As you will see, in mathematics usually we don't speak about "infinitesimal" $dy$ and $dx$ – we usually speak about the ratio $dy/dx$ that often happens to be a real number. (Such a ratio doesn't need to exist, for example if your function "jumps", i.e. is not continuous).
I'd suggest thinking about them in a loose way ("$dy/dx \approx \Delta y/\Delta x$ and the approximation becomes better and better if we take $\Delta x$ to be smaller and smaller"), but learning rigorous analysis in which you consider derivatives, not infinitesimal quantities. Eventually you will get used to this way of thinking and to proving rigorous theorems – good luck! 
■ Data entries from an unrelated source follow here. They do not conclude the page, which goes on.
Issue #2498, opened 2023-12-16
FloatCanvas triggers DeprecationWarning from Numpy 1.25.0 or later for 'sometrue'


reticulatus:
**Operating system**: Linux Mint 21.2
**wxPython version & source**:  4.2.1  from pypi         
**Python version & source**: 3.10.12 from distro          
**Numpy version & source**: 1.26.2 from pypi

**Description of the problem**:

I copied the code from the [docs for the FloatCanvas package](https://docs.wxpython.org/wx.lib.floatcanvas.FloatCanvas.html#module-wx.lib.floatcanvas.FloatCanvas) into a small test app (see example below). 

When I ran the app, it output the following warning:
```
/home/richardt/Development/python/exp/hci/wxpython/float_canvas/float_canvas_1.py:25: DeprecationWarning: `sometrue` is deprecated as of NumPy 1.25.0, and will be removed in NumPy 2.0. Please use `any` instead.
  self.Canvas.Draw()
```

Line 604 in FloatCanvas.py for the FloatCanvas.Draw() method contains:
```
        if N.sometrue(self.PanelSize <= 2 ):
```

I did a recursive search of my wxPython 4.2.1 installation and found that `sometrue` also occurs in line 2047 of  `lib/plot/plotcanvas.py`:
```
             if np.sometrue(
```

<details>
  <summary>Code Example (click to expand)</summary>

```python
import wx
from wx.lib.floatcanvas import FloatCanvas

class MyFrame(wx.Frame):
    def __init__(self, parent):
        wx.Frame.__init__(self, parent)

        self.Canvas = FloatCanvas.FloatCanvas(self, -1,
                                     size=(500, 500),
                                     ProjectionFun=None,
                                     Debug=0,
                                     BackgroundColor="White",
                                     )

        # add a circle
        cir = FloatCanvas.Circle((10, 10), 100)
        self.Canvas.AddObject(cir)

        # add a rectangle
        rect = FloatCanvas.Rectangle((110, 10), (100, 100), FillColor='Red')
        self.Canvas.AddObject(rect)

        self.Canvas.Draw()

app = wx.App()
frame = MyFrame(None)
frame.Show()
app.MainLoop()

```
</details>

Issue #2574, opened 2024-07-11
Numpy2 removed numpy.sometrue. 


iandobbie:
Windows 10 22H2
'4.2.1 msw (phoenix) wxWidgets 3.2.2.1'
Python 3.10.7 (tags/v3.10.7:6cc6b13, Sep  5 2022, 14:08:36) [MSC v.1933 64 bit (AMD64)] on win32

I am not yet sure exactly the code path that is calling this but I will track down how to trigger this in a simple way but my application generates an exception. The core issue is in floatcanvas/FloatCanvas.py at line 604 

        if N.sometrue(self.PanelSize <= 2 ):

numpy no longer has a numpy.sometrue() function

iandobbie:
If you just try to run Phoenix/samples/floatcanvas/MicroDemo.py you actually get two different numpy2 errors. 

  File ".../floatcanvas/lib/python3.12/site-packages/wx/lib/floatcanvas/FloatCanvas.py", line 782, in ZoomToBB
    (BoundingBox[0,1]+BoundingBox[1,1])/2 ),N.float_)

Numpy.float_ has been removed from numpy2

and then 

  File ".../floatcanvas/lib/python3.12/site-packages/wx/lib/floatcanvas/FloatCanvas.py", line 604, in Draw
    if N.sometrue(self.PanelSize <= 2 ):
       ^^^^^^^^^^

numpy.sometrue has also been removed. 

Changing these sections to N.float64 and N.any respectively fixed these issues.

reticulatus:
Yes, `numpy.sometrue()` has been raising DeprecationWarnings for a while now, see https://github.com/wxWidgets/Phoenix/issues/2498

PR #2578, opened 2024-07-15
Replace use of numpy.sometrue with numpy.any for numpy v2 compatibility (#2498)

carandraug:
Numpy v2 has removed the `numpy.sometrue` function (it was deprecated in numpy 1.25.0). numpy.any has been around for a very long time so there should be no backwards compatibility issue.

This fixes/closes issues #2498 and #2574.


iandobbie:
The MicroDemo.py also showed up an issue with numpy.float_ see #2574. So maybe this patch should also fix that issue to solve more numpy2 compatibility problems.

PR #2591, opened 2024-08-29
Replace N.alltrue() with N.all()

s-t-e-v-e-n-k:
Building on the excellent work in f7d1d818, replace the two uses of N.alltrue() with N.all(), since the former has been removed in numpy 2.0.


bnavigator:
`float_` must also be removed.

swt2c:
@s-t-e-v-e-n-k can you also eliminate `float_` as @bnavigator suggested?

s-t-e-v-e-n-k:
> @s-t-e-v-e-n-k can you also eliminate `float_` as @bnavigator suggested?

Done!

PR #2580, opened 2024-07-19
Fix NumPy 2.0 deprecations via running ruff

radoering:
I just run the following command:

```
ruff check --select NPY201 --fix --exclude docs/sphinx/rest_substitutions/snippets/python/converted
```

to fix numpy deprecations that were removed and thereby result in an exception with numpy 2.0.

See https://numpy.org/devdocs/numpy_2_0_migration_guide.html#numpy-2-0-migration-guide

Fixes #2574
Fixes #2498
Closes #2578

PR #2592, opened 2024-08-29
replace old numpy types no longer valid in numpy 2

bnavigator:
Follow up on #2580. Ruff did not catch this one because the nonstandard `N` for numpy is only imported  via `from wx.lib.floatcanvas.Utilities.BBox import *`


bnavigator:
(Partial) duplicate of #2591

PR #2600, opened 2024-09-05
Possible fix for #2345

### LINKED ISSUE #2345: Thumbnailctrl SetSelection raises exception if it tries to scroll
**Operating system**:          Windows 10
**wxPython version & source**:          4.2.0 msw (phoenix) wxWidgets 3.2.0
**Python version & source**:            Python 3.10.6

<details>
  <summary>Thumbnailctrl SetSelection raises exception if it tries to scroll</summary>

When calling SetSelection, if the thumbnail control tries to scroll the selected thumbnail into view, it will fail with the error:
```
  File "E:\wxpython\wxPython-demo-4.1.1\demo\agw\ThumbDemoConfig.py", line 416, in OnSelectFirst
    self.scroll.SetSelection(0)
  File "C:\Program Files\Python310\lib\site-packages\wx\lib\agw\scrolledthumbnail.py", line 1269, in SetSelection
    self.ScrollToSelected()
  File "C:\Program Files\Python310\lib\site-packages\wx\lib\agw\scrolledthumbnail.py", line 1540, in ScrollToSelected
    self.Scroll(x,sy)
TypeError: _ScrolledWindowBase.Scroll(): arguments did not match any overloaded call:
  overload 2: argument 1 has unexpected type 'int'
```

wx/lib/agw/scrolledthumbnail.py - line 1537. This is using float division. I believe the only change needed is to switch to // instead of /. There may be other instances of float division where int division was intended.

This can be reproduced with a small change to the thumbnail demo, specifically ThumbDemoConfig.py:

```diff
86a87
>         self.selectfirst = wx.Button(self.panel, -1, "Select first")
110a112
>         self.Bind(wx.EVT_BUTTON, self.OnSelectFirst, self.selectfirst)
168a171
>         optionsizer.Add(self.selectfirst, 0, wx.TOP|wx.LEFT|wx.ADJUST_MINSIZE, 3)
411a415,416
>     def OnSelectFirst(self, event):
>         self.scroll.SetSelection(0)
```

This just adds a button that will select the first item. If the current directory has enough images to show a scrollbar and you scroll down before clicking the button, it will raise the exception.

</details>

infinity77:
Possible fix for #2345 - Thumbnailctrl SetSelection raises exception if it tries to scroll

Fixes #2345

### DIFF
--- a/wx/lib/agw/scrolledthumbnail.py
+++ b/wx/lib/agw/scrolledthumbnail.py
@@ -1534,7 +1534,7 @@ class ScrolledThumbnail(wx.ScrolledWindow):
 
         # scroll view
         xu, yu = self.GetScrollPixelsPerUnit()
-        sy = sy/yu + (sy%yu and [1] or [0])[0] # convert sy to scroll units
+        sy = sy//yu + (sy%yu and [1] or [0])[0] # convert sy to scroll units
         x, y = self.GetViewStart()
 
         self.Scroll(x,sy)


swt2c:
@infinity77 thanks for the fixes!

PR #2609, opened 2024-09-13
pdfviewer: Add support for pymupdf renaming

Infernio:
The 'fitz' module got renamed to 'pymupdf' in 1.24.3. Prepare for an eventual deprecation and removal by importing from pymupdf first and falling back to fitz only if that fails.

I also got rid of the other 'fitz'es in the file via 'fitz as pymupdf', since pymupdf.open is much easier to read than fitz.open.


swt2c:
Thanks!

(A small disclaimer: there is also a way to make sense about "infinitesimal" equations like $dy = f'(x)\,dx$ that use the language of differential forms, but both sides are not numbers – they are linear functions. You can read about this staff for example in the books mentioned here).
A: $y$ is just a different name for $f(x)$, so there is no real meaning in talking about $f(x)$ as $\Delta y$. $dx$ and $dy$ are not numbers, when by their own they might as well be 0, the concept of an infinitesimal quantity is better learnt as in the language of limits.
Since you're new to maths and learning about calculus, I suggest you watch 3b1b(3Blue1Brown) "Essence of Calculus", which is exactly a series on YouTube about taking the black box out of Differentiation and Integration without going too deep on rigorous mathematics proofs.